How to Write a Killer Resume in 10 Easy StepsPayton Foeller
I’ve loved this year – just shy of a year anyway. I’ve loved developing this blog and learning insane things about the internet and the vast world of web design and coding (I still barely comprehend any of it). I’ve loved loved loved every minute with my baby. Well… almost.
I’ve always thought I’d love to use my talents to serve more than just my family (and now you), but I thought it might be in ten years when baby / babies (don’t get any ideas mom) were all grown and settled into school somewhere maybe.
Or maybe after who knows how many years of homeschooling. I never would have guessed that God would have asked this of me right now…
But He did so here we go:
Today on AHH: Payton makes a resume!
1. Look at Pinterest for an hour, at least! ( https://www.pinterest.com/paytonfoeller/ )
Search for every resume known to man and then decide on the ones you love the most! There are some with pictures, some with cursive, some with cartoons! The selection is endless.
2. Show your hubby or a business-y friend the list of pictures you’ve compiled.
After you’ve shown your friend wait for them to tell you that all the resume examples you love have too much ‘fru fru’ stuff and aren’t very professional. Then throw a tiny pity party in your head because you want to have a pretttty resume! Why does being business-y have to be so boring and have so much Times New Roman! Then wait for your friend to say, stop saying ‘business-y,’ it’s ‘business like.’ Oh . . . ok . . .
3. Take a break from thinking about how you want it to look and focus on collecting your content.
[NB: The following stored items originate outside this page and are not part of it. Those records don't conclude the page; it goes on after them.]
PR #2334, opened 2026-09-05
[Fix] FearTrigger On Reactions

### LINKED ISSUE #2330: [Bug] Reaction rolls trigger "Fear Roll" trigger conditions
**Describe the bug**
Reaction rolls with a fear dice higher than a hope die trigger "Fear Roll" trigger conditions even though reaction rolls are not supposed to be rolls with fear or roll

**To Reproduce**
1. Create a feature with a generic action
2. Give the action a trigger of "Fear Roll" & "Self"
3. Roll a roll with fear with that character that character
4. The trigger activates

**Expected behavior**
It should not activate on reaction rolls. This is applicable to anything that is triggered on a Fear Roll, but I found it because of Know the Tide. which currently gains tokens even on reaction rolls.

**Screenshots**

Image

Image

Image

**Setup Information:**
 - OS: Windows
 - Browser Chrome

Image

WBHarry:
Fixes #2330 
Changed so that `Triggers` triggering onFear only occur on 'action' rolls

### DIFF
--- a/module/dice/dualityRoll.mjs
+++ b/module/dice/dualityRoll.mjs
@@ -285,7 +285,7 @@ export default class DualityRoll extends D20Roll {
         );
         if (dualityUpdates?.length) updates.push(...dualityUpdates);
 
-        if (config.roll.result.duality === -1) {
+        if (config.roll.result.duality === -1 && config.actionType === 'action') {
             const fearUpdates = await game.system.registeredTriggers.runTrigger(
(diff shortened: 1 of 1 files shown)


WBHarry:
I guess this is semi-contentious. It's not hard-defined in the rules. The major consensus seems to be that reaction rolls do not produce `With Hope` or `WithFear` results tho 🤷

CarlosFdez (approved):
Makes sense to me, though I haven't tested it. Go for it if it works.

PR #2335, opened 2026-09-05
[Feature] Conditionals - Roll & Damage

WBHarry:
Added a new Conditional Type
**DamageType**
_Phase:_ `Roll`
_failureMode:_ `remove`
This ensures that the the damage of the action has the correct damage types.

- I removed the separate Roll and Damage entries in `creature.system.bonuses`. Now there's only a singular entry for each and it'll be handled via conditionals.
- Cleaned up the keys and bonus handling for actions so it all works.

### DIFF
--- a/lang/en.json
+++ b/lang/en.json
@@ -2862,7 +2862,7 @@
                     "actionTypes": "Action Types"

What have you done? What are you good at? You can google that too! Google a title similar to the position you’re applying for and search for the skills it takes to do the job; list the ones you have in common! Read articles called, ‘How to write a resume in ‘X’ number of steps.’
Browse, look at templates, be surprised by the fact that people pay $15-$20 for a downloadable form to make their resumes! Pick one you like that has the perfect balance of modern and professional, then get to work in Word and pull off a super duper copy cat design. For freeeee.
5. Ask your hubby/friend to look it over and edit it.
Argue over certain phrasings that don’t really matter. Change some things, then change them back later.
6. Look over it 8 more times.
7. Realize you forgot your references section, cut, shorten, and edit your resume until you have just enough space to fit 3 references.
Realize it’s polite to contact your references and give them a heads up/ask permission. Do this. Place them in your resume.
8. Look it over 8 more times.
9. Convert it to a PDF for easy reading and because that’s what Google says is proper etiquette. Who knew you knew how to make things PDF’s? Well you can! Good for you!
10. Look over your document, a thing of beauty! Wow! Go you!
***Disclaimer*** This definitely has not been approved by the local committee for resume making.